Kantar Media Philippines
- Type: Subsidiary
- Industry: Marketing
- Founded: February 2009; 17 years ago
- Headquarters: 4th Floor Kalayaan Center, 65 V. Luna Road corner Kalayaan Avenue, Brgy. Pinyahan, Quezon City, Metro Manila, Philippines
- Services: Market research Consultancy
- Parent: Kantar Group
- Website: kantarmedia.com

= Kantar Media Philippines =

Philippine market research firm

Kantar Media Research Philippines (formerly known as Kantar/TNS Philippines, popularly referred to as Kantar Media Philippines or simply Kantar Media) is a market research firm in the Philippines that specializes in broadcast media. Kantar Media is responsible for audience measurement of television ratings across the country. ABS-CBN is the main television partner of Kantar Media Philippines.

As of 2015, Kantar Media employs a nationwide panel of 2,610 urban and rural households, with a respondent base of 7,000 individuals representing one hundred percent (100%) of the total Philippine TV viewing population.

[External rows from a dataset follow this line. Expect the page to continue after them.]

PR #653, opened 2021-11-18
Well log viewer tests

avanti-em:
The workflow run will fail as one of the tests is failing


Vladimir-Kokin:
```
      38 |         expect(mockFn).toHaveBeenCalledWith("tvd");
    > 39 |         expect(axis_selectors[1]).toBeChecked();
         |                                   ^
      40 |     });
```
It seems like a normal behaviour. This Radio only send notification but do not automatically becomes checked. The check state of the Radio buttons could be changed by changing prop "value" of the component.

Vladimir-Kokin (approved):

PR #654, opened 2021-11-18
Removed unwanted storybook code

shruthirai:


hkfb:
What is the purpose? Could you give a quick description?

shruthirai:
> What is the purpose? Could you give a quick description?

@hkfb This piece of code was written at start but since we already have separate Storybook for discrete and continuous legend now, I think this is not required now.

hkfb (approved):

PR #655, opened 2021-11-19
Well Log Viewer: Select current track; edit Plot with Dialog

Vladimir-Kokin:
- select current track
- edit plot options with Dialog
- dblclk handler


react/package.json
```diff
@@ -27,6 +27,7 @@
         "build": "npm run transpile && npm run build:js && npm run build:js-dev && npm run tidy-up && npm run build:py && npm run tidy-up",
         "typecheck": "tsc --noEmit",
         "format": "eslint --fix *.js *json \"src/**/*.+(ts|tsx|js|jsx|json|css)\"",
+        "formatWellLogViewer": "eslint --fix \"src/lib/components/WellLogViewer/**/*.+(ts|tsx|js|jsx|json|css)\"   ",
```
hkfb, line 30: Maybe you could create your own local script instead.

hkfb (changes requested):

react/package.json
Vladimir-Kokin: The only way to do that I know is insert it into the package.json

Vladimir-Kokin: I have restored package.json

hkfb (approved):

PR #658, opened 2021-11-22
Reversed order of layer toggles

### LINKED ISSUE #620: Reverse order of layer toggles in toolbox
The ordering of the layer toggles is unintuitive. The top-most layer in the map should be the top-most toggle.

hkfb:
Represents the deck.gl layer stack more intuitively.

Fixes #620


shadab-skhan (commented):
This works, but still the layer ordering is governed by the order in which it's defined in deckgl-map.json file. Do we always want layers to be in particular fixed order? If that being the case, we need to do some more changes.
Or for storybook we can change the ordering in deckgl-map.json file instead of dong it here.

hkfb:
> This works, but still the layer ordering is governed by the order in which it's defined in deckgl-map.json file. Do we always want layers to be in particular fixed order? If that being the case, we need to do some more changes. Or for storybook we can change the ordering in deckgl-map.json file instead of dong it here.

The purpose is only to change to a more intuitive representation in the layer selector. This does not and should not affect representation when drawing layers.

shadab-skhan (approved):

PR #661, opened 2021-11-22
Passing colortable and template as prop

shruthirai:


react/src/lib/components/DeckGLMap/DeckGLMap.jsx
```diff
@@ -1,6 +1,10 @@
 import PropTypes from "prop-types";
 import * as React from "react";
 import Map from "./components/Map";
+// eslint-disable-next-line @typescript-eslint/no-var-requires
```
hkfb, line 4: I think it should be possible to fix this by using import statement

hkfb (changes requested):

react/src/lib/components/DeckGLMap/DeckGLMap.jsx
shruthirai: Cannot use import statement in jsx file

hkfb (approved):

Issue #660, opened 2021-11-22
Polygon fills in DeckGLMap


jin-queen:
Is it possible to adjust the color opacity, the color intensitivity and/or choose a color for the infills in polygons?
This based on i.e. numeric values.

nilscb:
Which polygons would this be. Fault polygons? We may add properties for infill color and opacity here if requested.

jin-queen:
We use Leafletmap component as of today and here  there is a general polygon layer, since we plot closed polygons for other attributes than faults. Since Leafletmap is not updated any more, we will move to DeckGLMap and will need these properties. 
 I guess that the fault polygon layer might be used for other kinds of polygons as well?
 If not, than it would be good to have a general polygon layer.

hkfb:
Should be possible to add a polygon layer directly to the "layers" prop in the DeckGlMap. For example, you could add something like

```
"layers": [
    {
        "type": "GeoJsonLayer",
        "data": <url to geojson file>,
        "opacity": 0.5
    },
    ...
]
```

See https://deck.gl/docs/api-reference/layers/geojson-layer

We could try to make a Storybook example with an example polygon.

hkfb:
@jin-queen Please see this Storybook example: https://equinor.github.io/webviz-subsurface-components/storybook-static/?path=/story/deckglmap--custom-layer

Does this cover your use case?

PR #673, opened 2021-11-29
Storybook example to additional deckgl layer 

shadab-skhan:
Any standard deckgl layer can be added as a layer to map component.


hkfb (approved):

hkfb:
Should this be linked to #660?

hkfb:
Fixes #660

Issue #656, opened 2021-11-22
Grouptree Storybook examples not working


hkfb:
See Grouptree DateTimeSlider, FlowRateSelector, etc

[Eg.](https://equinor.github.io/webviz-subsurface-components/storybook-static/?path=/story/grouptree-components-settings-flowrateselector--default)

PR #679, opened 2021-11-29
Fix storybook for grouptree

nilscb:


hkfb (changes requested):
Should this be linked to #656?

hkfb (approved):

PR #681, opened 2021-11-29
Horizontal and vertical layout options for color legends

shruthirai:


hkfb (commented):
Maybe not related to this change, but the legend doesn't update when changing the "logName" in the wells layer

shruthirai:
> Maybe not related to this change, but the legend doesn't update when changing the "logName" in the wells layer

Yes, this issue is already discussed with Shadab earlier and he mentioned that its because of some store update issue, which will be looked by him.

hkfb (approved):

PR #683, opened 2021-12-02
WellLogViewer: Content area selection, add/edit track dialog

Vladimir-Kokin:
- Add/Edit Track Dialog
- TrackEvent for selection and track editting
- Content selection
- Set/get visible interval with props
- Set/get selected interval with props
- Storybook descriptions of props
- Color table color channel range [0,255] instead of [0.0,1.0]
- Some fixes


hkfb (approved):
Some observations:

* The selection range highlighting extends into header area:

image

* There are some debugging statements left on the console, which should be removed

* Toggling a plot also toggles the track selection

* Would it be possible to directly edit the plot which is clicked on rather than having to select it in the pop-up dialog?

If you like we can merge this change like it is and address the above in a follow up PR.

Vladimir-Kokin:
- some console output removed
- plot dialog could be directly called by double click in legend area. If it is the only plot in the track no additional context menu appear to select plot from the track

PR #687, opened 2021-12-07
Map performance test

avanti-em:
The test for map performance is terminating with error : "Cannot find module '!!raw-loader!./decoder.fs.glsl' from 'src/lib/components/DeckGLMap/layers/shader_modules/decoder.ts'"

May or may not be because of : 
[](https://github.com/equinor/webviz-subsurface-components/pull/627/files)

To run the test, please use: npm run test -- Map_performance.test.tsx


hkfb:
@avanti-em added a fix for the !!raw-loader! syntax. I believe the current failure is unrelated.

PR #690, opened 2021-12-08
Terrain layer

nilscb:


package.json
```diff
@@ -0,0 +1,8 @@
+{
```
hkfb, line 1: Is this file needed?

react/package.json
```diff
@@ -30,7 +30,7 @@
         "lint": "eslint *.js *.json \"src/**/*.+(ts|tsx|js|jsx|json|css)\"",
         "validate": "npm run typecheck && npm run lint",
         "setup-deckgl-types": "cd ./node_modules/@danmarshall/deckgl-typings/ && indefinitely-typed --folder deck.gl__aggregation-layers --folder deck.gl__core --folder deck.gl__extensions --folder deck.gl__geo-layers --folder deck.gl__google-maps --folder deck.gl__json --folder deck.gl__layers --folder deck.gl__mapbox --folder deck.gl__mesh-layers --folder deck.gl__react --folder deck.gl --folder luma.gl__constants --folder luma.gl__core --folder luma.gl__gltools --folder luma.gl__webgl-state-tracker --folder luma.gl__webgl --folder math.gl__core --folder math.gl",
-        "storybook": "start-storybook -p 6006",
+        "storybook": "start-storybook -p 6006 -s public",
```
hkfb, line 33: Doesn't look like you included the depth map file. Perhaps this should point to the 'example-data' directory.

hkfb (changes requested):

react/package.json
```diff
@@ -50,6 +50,9 @@
         "@equinor/eds-core-react": "^0.12.1",
         "@equinor/eds-icons": "^0.6.2",
         "@equinor/videx-wellog": "^0.4.5",
+        "@loaders.gl/core": "^2.3.13",
+        "@loaders.gl/images": "^2.3.13",
+        "@loaders.gl/terrain": "^3.0.13",
```
hkfb, line 55: @nilscb Are these needed explicitly? They are installed automatically on my system

react/src/lib/components/DeckGLMap/layers/terrain/map3DLayer.ts
```diff
@@ -0,0 +1,73 @@
+import { CompositeLayer } from "@deck.gl/core";
+import TerrainMapLayer, {
+    TerrainMapLayerProps,
+    TerrainMapLayerData,
+} from "./terrainMapLayer";
+import { ExtendedLayerProps } from "../utils/layerTools";
+import { layersDefaultProps } from "../layersDefaultProps";
+import { TerrainLoader } from "@loaders.gl/terrain";
```
hkfb, line 8: Got a typescript error from this line. Replacing with 
```
const terrain = require("@loaders.gl/terrain");
```
seems to work.

@shadab-skhan @shruthirai @Vladimir-Kokin any of you get an error?

hkfb (changes requested):

react/src/lib/components/DeckGLMap/layers/terrain/map3DLayer.ts
nilscb: I think you have to install it.. npm install loaders.gl/terrain

hkfb (approved):

PR #2752, opened 2026-04-22
feat: add support of an array of domains and selections for the Well Log Viewer

w1nklr:
Accept an array of domains and selections, one for each log view.

Enhance the API to accept an array of domains or of selections to apply individually on each log view
(the current API accepts only one single domain or selection, which are applied to all the log views).

Add a SyncLogViewer story demonstrating it.
Update definition of domain and selection for the SyncLogViewer.
Export some helper functions (isEqDomains, isEqualArrays, isEqualRanges)

### DIFF
--- a/typescript/packages/well-log-viewer/src/SyncLogViewer.stories.tsx
+++ b/typescript/packages/well-log-viewer/src/SyncLogViewer.stories.tsx
@@ -366,6 +366,28 @@ export const DiscreteLogs: StoryObj<typeof TemplateWithSelection> = {
     render: (args) => <TemplateWithSelection {...args} />,
 };
 
+export const DiscreteLogsWithIndividualDomains: StoryObj<
+    typeof TemplateWithSelection
+> = {
+    args: {
+        ...facies3Wells,
+        domain: [
+            [3000, 5500],
+            [2500, 4000],
+            [1000, 4000],
+        ],
+        selection: [
+            [3500, 3600],
+            [2700, 2900],
+            [3300, 3400],
+        ],
+        syncContentDomain: false,
+        syncContentSelection: false,
+        syncTrackPos: false,
+    },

The panel reports on seven sectors, namely National Capital Region, Suburbs, North Luzon, Central Luzon, South Luzon, Visayas, and Mindanao. The Suburbs consist of four provinces: Bulacan, Cavite, Laguna, and Rizal.

==History==
In January 2009, Kantar Media officially released its national television audience measurement data in the Philippines via Taylor Nelson Sofres (TNS) Media, a subsidiary of Kantar Group. In February 2009, Kantar Group merged TNS with Kantar Media Research International, which is now called Kantar Media.

In June 2012, Kantar Media launched its Mega Manila TV Advertising Expenditure Service, integrated with its audience measurement service through Infosys+. This integration provides faster access to information and combines data from time blocks, programs, and advertisements into a single analysis to serve leading local and regional broadcast networks, advertising agencies, and media planners. Furthermore, Kantar Media also offers custom media research services for radio, print, and digital media.

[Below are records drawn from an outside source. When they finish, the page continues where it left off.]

PR #2757, opened 2026-04-27
feat: Option to give separate color for each line in PolylinesLayer.

nilscb:
Ammended the "color" property of this layer so that it may be given as an array of colors. One for each polyline.


typescript/packages/subsurface-viewer/src/storybook/layers/PolylinesLayer.stories.tsx
hkfb, line 1: Suggest showing examples of respective single and multi color use cases

nilscb: I changed the small layer example to be multi color but that i perhaps not sufficient

w1nklr (changes requested):
I think it would make more sense to support a list of polylines, each with its own props, and picking should differentiate each polyline.

The use case I see, is to lower the number of deck.gl layers: picking really works with less that 256 layers (if I remember correctly), which is ridiculously small.

nilscb:
Putting this on hold for now. We need to agree if it is needed or not.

Kantar Media became the official radio survey partner of the Radio Research Council (RRC) and Kapisanan ng mga Brodkaster ng Pilipinas (KBP) in December 2014, covering 53 cities in the Philippines.

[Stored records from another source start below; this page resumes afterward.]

PR #2766, opened 2026-05-14
feat: polyline group layer

### LINKED ISSUE #2765: Surface (horizon, fault) sections

hkfb:
## Summary

Adds `PolylineGroupLayer`, a new deck.gl `CompositeLayer` for rendering collections of polylines organised into named groups, with flexible styling, efficient binary data ingestion, discontinuous geometry, dash patterns, GPU-side visibility filtering, and cross-section projection.

### Grouped polylines with a styling cascade

Polylines are organised under `PolylineGroup` objects. Color, width, and dash pattern are resolved per-path through a five-level cascade:

1. polyline-level accessor (`getPolylineColor` / `getPolylineWidth` / `getPolylineDashArray`)
2. `Polyline` field (`color` / `width` / `dashArray`)
3. group-level accessor (`getGroupColor` / `getGroupWidth` / `getGroupDashArray`)
4. `PolylineGroup` field (`color` / `width` / `dashArray`)
5. layer default (`defaultGroupColor` / `defaultGroupWidth` / `defaultGroupDashArray`)

### Discontinuous polylines

A `Polyline.path` may be a nested `PolylineGroup` instead of a flat `Position[]`. This lets one logical polyline consist of disjoint segments — the canonical use-case is a seismic horizon cut by faults. All segments share the root `Polyline.id`, so they are picked, shown, and hidden as a single unit.

### Binary format for large datasets

`PolylineGroup.polylines` accepts a `BinaryPolylines` object (`Float32Array` positions + `Uint32Array` start indices) in addition to `Polyline[]`. This avoids per-object JavaScript overhead for large datasets loaded from binary sources. Group-level styling applies; per-polyline overrides are not supported in this path.

### Dash style

Dash patterns (`[dashLength, gapLength]`) can be set at the group or polyline level via accessors or data fields. When any dash prop is provided, `PathStyleExtension` is activated automatically. A `highPrecisionDash` flag is available to avoid dash-length variation at segment joins.

### GPU-side visibility filtering

`hiddenGroups` and `hiddenPolylines` are `Set` props processed entirely on the GPU via `DataFilterExtension`. Toggling visibility never rebuilds the flattened vertex buffer.

### Cross-section projection

When `sectionPath` (a fence line as 2-D world-space XY coordinates) is supplied, path coordinates are interpreted as `[abscissa, depth]`. The layer automatically renders two sub-layers: one in abscissa/depth space routed to `SectionViewport`s, and one with abscissa values projected back onto the fence for 3-D viewports. The projection index is built once and cached until `sectionPath` changes.

### Rich pick info

`getPickingInfo` exposes the originating `PolylineGroup` and root `Polyline` on the pick result, together with group name, polyline id, and depth-corrected Z value as display properties.

## Storybook

Stories covering all of the above are added under `PolylineGroupLayer.stories.tsx`:

- **Basic** — single group, `Polyline[]` format
- **GroupLevelStyling** — multiple groups with per-group color overrides
- **BinaryPolylines** — typed-array input path
- **DiscontinuousPolylines** — nested `PolylineGroup` path (fault-cut horizons)
- **DashStyle** — `dashArray` at group and polyline level
- **HiddenGroups / HiddenPolylines** — GPU-side visibility toggle
- **SectionViewRendering** — `sectionPath` with side-by-side 3-D and section viewports
- **PickablePolylines** — `pickingRadius`, `onHover`, and an automated play function that simulates a pick


typescript/packages/subsurface-viewer/src/layers/polyline_group/polylineGroupLayer.ts
```diff
@@ -0,0 +1,848 @@
...
+            !isEqual(props.data, oldProps.data) ||
+            props.getGroupColor !== oldProps.getGroupColor ||
+            props.getGroupWidth !== oldProps.getGroupWidth ||
+            props.getPolylineColor !== oldProps.getPolylineColor ||
+            props.getPolylineWidth !== oldProps.getPolylineWidth ||
+            props.getGroupPolylines !== oldProps.getGroupPolylines ||
+            props.getPolylinePath !== oldProps.getPolylinePath ||
+            props.defaultGroupColor !== oldProps.defaultGroupColor ||
+            props.defaultGroupWidth !== oldProps.defaultGroupWidth ||
+            props.ZIncreasingDownwards !== oldProps.ZIncreasingDownwards;
```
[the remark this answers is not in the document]
rubenthoms: This is an issue I also wanted to point out. Consider adding
```typescript
props.getGroupDashArray !== oldProps.getGroupDashArray ||
props.getPolylineDashArray !== oldProps.getPolylineDashArray ||
props.defaultGroupDashArray !== oldProps.defaultGroupDashArray ||
```

typescript/packages/subsurface-viewer/src/layers/polyline_group/polylineGroupLayer.ts
```diff
@@ -0,0 +1,848 @@
...
+            defaultGroupDashArray,
+            getGroupDashArray,
+            getPolylineDashArray,
+            highPrecisionDash,
+        } = this.props;
+
+        const hasDash =
+            defaultGroupDashArray != null ||
+            getGroupDashArray != null ||
+            getPolylineDashArray != null;
```
rubenthoms: Aren't we neglecting directly set dash properties (no acessors)?

typescript/packages/subsurface-viewer/src/layers/polyline_group/polylineGroupLayer.ts
```diff
@@ -0,0 +1,848 @@
...
+
+        return [
+            new PathLayer(
+                this.getSubLayerProps({
+                    ...sharedProps,
+                    id: "paths",
+                    getPath: (d: FlatEntry) => {
+                        if (!ZIncreasingDownwards) return d.path;
+                        return d.path.map(
+                            ([x, y, z]) => [x, y, -z] as Position
```
rubenthoms: In theory, destructuring `Position` could give `z === undefined`, and, hence, `z = NaN`. Are we sure we never get 2D points here? Consider adding a short check: `return d.path.map(([x, y, z]) => [x, y, -(z ?? 0)] as Position);`

typescript/packages/subsurface-viewer/src/layers/polyline_group/polylineGroupLayer.ts
```diff
@@ -0,0 +1,848 @@
...
+): FlatEntry[] {
+    const segPolylines = subGroup.polylines;
+    if (isBinaryPolylines(segPolylines)) {
+        console.warn(
+            "PolylineGroupLayer: BinaryPolylines inside a sub-group path is not supported. Skipping."
+        );
+        return [];
+    }
+    return segPolylines.map((segment) => ({
+        path: getPath(segment, group),
```
rubenthoms: In line 45/46, it states that nested polyline groups inside segments are not supported. However, in theory, a user could pass nested polyline groups as there is no guard against that. Consider adding a simple check here, something like:
```typescript
return segPolylines.flatMap((segment) => {
    if (!Array.isArray(segment.path)) {
        console.warn(
            "PolylineGroupLayer: nested PolylineGroup inside a sub-group segment is not supported. Skipping segment."
        );
        return [];
    }
    return [{
        path: getPath(segment, group),
        ...
    }];
});
```

typescript/packages/subsurface-viewer/src/layers/polyline_group/polylineGroupLayer.ts
```diff
@@ -0,0 +1,848 @@
...
+        props.getGroupPolylines ??
+        ((g: PolylineGroup): Polyline[] | BinaryPolylines => g.polylines);
+    const getPath =
+        props.getPolylinePath ?? ((p: Polyline) => p.path as Position[]);
+    const result: FlatEntry[] = [];
+
+    for (const group of data) {
+        const polylines = getPolylines(group);
+
+        if (isBinaryPolylines(polylines)) {
```
rubenthoms, line 671: Isn't this contradicting your original intention of improving performance with large data sets as binary data? A better approach would be to preserve the binary data and pass it directly to the `PathLayers` instead of reallocating it here.

deck.gl's `PathLayer` accepts binary data natively via `data.startIndices` and `data.attributes.getPath: { value: Float32Array, size: 3 }`. Binary groups should be routed to a separate `PathLayer` using that format, bypassing `FlatEntry` entirely, so the typed arrays are transferred to the GPU without any JS allocation. As-is, `BinaryPolylines` is a data-model convenience type only - not a performance optimization - which is misleading given its documented intent.

rubenthoms (changes requested):
All in all, great job! :+1: I think this layer will come in very handy. A couple of minor issues and improvements to consider. One bigger issue regarding your intention with binary data.

typescript/packages/subsurface-viewer/src/layers/polyline_group/polylineGroupLayer.ts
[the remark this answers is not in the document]
hkfb: Fixed

typescript/packages/subsurface-viewer/src/layers/polyline_group/polylineGroupLayer.ts
```diff
@@ -0,0 +1,848 @@
...
+                        ? startIndices[i + 1]
+                        : positions.length / 3;
+                const path: Position[] = [];
+                for (let v = start; v < end; v++) {
+                    path.push([
+                        positions[v * 3],
+                        positions[v * 3 + 1],
+                        positions[v * 3 + 2],
+                    ]);
+                }
```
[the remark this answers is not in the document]
hkfb: Fixed

typescript/packages/subsurface-viewer/src/layers/polyline_group/polylineGroupLayer.ts
hkfb: Fixed. The check was not needed at all.

typescript/packages/subsurface-viewer/src/layers/polyline_group/polylineGroupLayer.ts
hkfb: Fixed.

typescript/packages/subsurface-viewer/src/layers/polyline_group/polylineGroupLayer.ts
hkfb: Fixed

typescript/packages/subsurface-viewer/src/layers/polyline_group/polylineGroupLayer.ts
hkfb: Good catch! Fixed.

typescript/packages/subsurface-viewer/src/layers/polyline_group/polylineGroupLayer.ts
```diff
@@ -0,0 +1,1136 @@
...
+     * Extract the path positions from a polyline object. Defaults to `p.path as Position[]`.
+     * Only called on leaf polylines whose `path` is `Position[]` (i.e. not on container
+     * polylines whose `path` is a `PolylineGroup`).
+     */
+    getPolylinePath?: (polyline: Polyline, group: PolylineGroup) => Position[];
+
+    // -- Fallback defaults ---------------------------------------------------
+
+    /** Fallback color used when no group or polyline color is resolved. Default: `[0, 128, 255, 255]`. */
+    defaultGroupColor?: Color;
```
rubenthoms: You could consider combining the three default values into a single `defaultGroupStyle` to be more symmetric/coherent. This might also prove useful regarding potential future changes to the styles object.

typescript/packages/subsurface-viewer/src/layers/polyline_group/polylineGroupLayer.ts
```diff
@@ -0,0 +1,1136 @@
...
+            depthTest,
+            ZIncreasingDownwards,
+            hiddenGroups,
+            hiddenPolylines,
+            highPrecisionDash,
+        } = this.props;
+
+        // Shared sub-layer props for the non-binary `paths` sub-layer (and the
+        // section-mode sub-layers).
+        const sharedProps = {
```
rubenthoms: I find this comment a bit misleading as `sharedProps` are also spread on the binary layer (see line 1038).

typescript/packages/subsurface-viewer/src/layers/polyline_group/polylineGroupLayer.ts
```diff
@@ -0,0 +1,1136 @@
...
+            layers.push(
+                new PathLayer(
+                    this.getSubLayerProps({
+                        id: "paths-binary",
+                        ...sharedProps,
+                        extensions: [
+                            new DataFilterExtension({ filterSize: 1 }),
+                        ],
+                        data: binaryLayerData,
+                        _pathType: "open",
```
rubenthoms, line 1077: Since `_pathType` is an experimental property and might undergo changes, we might want to add a comment here to keep track?

typescript/packages/subsurface-viewer/src/layers/polyline_group/polylineGroupLayer.ts
```diff
@@ -0,0 +1,1136 @@
...
+                        updateTriggers: {
+                            getFilterValue: [hiddenGroups],
+                        },
+                        getColor: undefined, // color comes from attribute
+                        getWidth: undefined, // width comes from attribute
```
rubenthoms, line 1079: Consider explicitly setting `getFilterValue` to `undefined` as well instead of relying on the internal precedence of the binary attribute data over this accessor. If you change this, you can also remove the `updateTriggers` statement.

The same applies to `getDashArray` (less relevant due to the missing `PathStyleExtension`) for consistency.

typescript/packages/subsurface-viewer/src/layers/polyline_group/polylineGroupLayer.ts
```diff
@@ -0,0 +1,1136 @@
...
+    });
+}
+
+/**
+ * Allocates combined typed-array buffers and fills them from all raw binary
+ * groups. Positions and indices are concatenated; color/width are replicated
+ * per vertex so the GPU can read them without per-vertex JS work.
+ */
+function buildBinaryData(
+    binaryRaw: { group: PolylineGroup; polylines: BinaryPolylines }[],
```
rubenthoms, line 483: I think a short comment could be useful here
``` `polylines` is a sanitized copy of group.polylines with invalid colors/widths buffers stripped out; do not read from group.polylines directly.```

File: typescript/packages/subsurface-viewer/src/layers/polyline_group/polylineGroupLayer.ts [hunk 12]
```diff
@@ -0,0 +1,1136 @@
...
+            // remaining vertices in one call — no bit-shifting required.
+            colors.set(
+                [color[0], color[1], color[2], color[3] ?? 255],
+                vOffset * 4
+            );
+            new Uint32Array(colors.buffer).fill(
+                new Uint32Array(colors.buffer)[vOffset],
+                vOffset + 1,
+                vOffset + srcVerts
+            );
```
rubenthoms, line 555: This is a nice trick with treating one 32-bit entry as four 8-bit values (32/8 = 4) and letting the `TypedArray.fill` function do the heavy lifting. However, consider adding a more detailed comment as this might not be easily comprehensible at first glance.

typescript/packages/subsurface-viewer/src/layers/polyline_group/polylineGroupLayer.ts
```diff
@@ -0,0 +1,1136 @@
...
+    const pathGroup: PolylineGroup[] = new Array(totalPaths);
+    const groups: PolylineGroup[] = binaryRaw.map((b) => b.group);
+
+    let vOffset = 0;
+    let pOffset = 0;
+
+    for (let gIdx = 0; gIdx < binaryRaw.length; gIdx++) {
+        const { group, polylines } = binaryRaw[gIdx];
+        const src = polylines.positions;
+        const srcVerts = src.length / 3;
```
rubenthoms: Consider checking that the polylines are well formatted, i.e. that `src.length % 3 === 0` (if not - console warning or similar).

rubenthoms (changes requested):
Great improvements :+1: A couple comments regarding readability and minor improvements.

typescript/packages/subsurface-viewer/src/layers/polyline_group/polylineGroupLayer.ts
```diff
@@ -0,0 +1,1153 @@
...
+    group: PolylineGroup,
+    props: PolylineGroupLayerProps
+): Color {
+    const fromPolylineAccessor = props.getPolylineColor?.(polyline, group);
+    if (fromPolylineAccessor != null) return fromPolylineAccessor;
+    if (polyline.color != null) return polyline.color;
+    const fromGroupAccessor = props.getGroupColor?.(group);
+    if (fromGroupAccessor != null) return fromGroupAccessor;
+    if (group.color != null) return group.color;
+    return props.defaultGroupStyle?.color ?? [0, 128, 255, 255];
```
rubenthoms: For easier maintainability/accessibility we could consider moving all constants into a separate const object at the top of the file.

```typescript
const DEFAULT_GROUP_STYLE: PolylineStyle = { color..., width..., dashArray... }
```

typescript/packages/subsurface-viewer/src/layers/polyline_group/polylineGroupLayer.ts
```diff
@@ -0,0 +1,1153 @@
...
+                    `length (${src.length}) is not a multiple of 3. Trailing ` +
+                    `incomplete vertex will be ignored.`
+            );
+        }
+        const srcVerts = Math.floor(src.length / 3);
+
+        // Copy positions (optionally flipping Z)
+        const base = vOffset * 3;
+        if (ZIncreasingDownwards) {
+            for (let i = 0; i < src.length; i += 3) {
```
rubenthoms: Considering the guard you introduced on line 500, you should use `srcVerts * 3` instead of `src.length` as the bound here.

typescript/packages/subsurface-viewer/src/layers/polyline_group/polylineGroupLayer.ts
```diff
@@ -0,0 +1,1153 @@
...
+        if (isBinaryPolylines(polylines)) {
+            if (
+                group.dashArray != null ||
+                props.getGroupDashArray?.(group) != null
+            ) {
+                console.warn(
+                    "PolylineGroupLayer: dashArray is not supported on BinaryPolylines groups; ignoring."
+                );
+            }
+            const srcVerts = polylines.positions.length / 3;
```
rubenthoms: Consider implementing the same guard here as in `buildBinaryData` - you could potentially get a fractional `totalVerts` value.

rubenthoms (approved):
One suggestions, one bug, and one missing guard. Otherwise, LGTM :+1: I will already approve it.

Originally, due to the COVID-19 pandemic and the broadcast stoppage of its main partner ABS-CBN due to the non-renewal of its congressional franchise on July 10, 2020, Kantar Media announced that it would end its television ratings service by the end of 2020. However, the plan was reversed after ABS-CBN secured a deal with Jesus Is Lord Church Worldwide through ZOE Broadcasting Network to air some programs on A2Z Channel 11 (formerly ZOE TV, QTV/Q, and GMA News TV). ABS-CBN to broadcast a selected deal with Villar Group owned by the All Value Holdings Inc. through Advanced Media Broadcasting System of current ABS-CBN programs of All TV.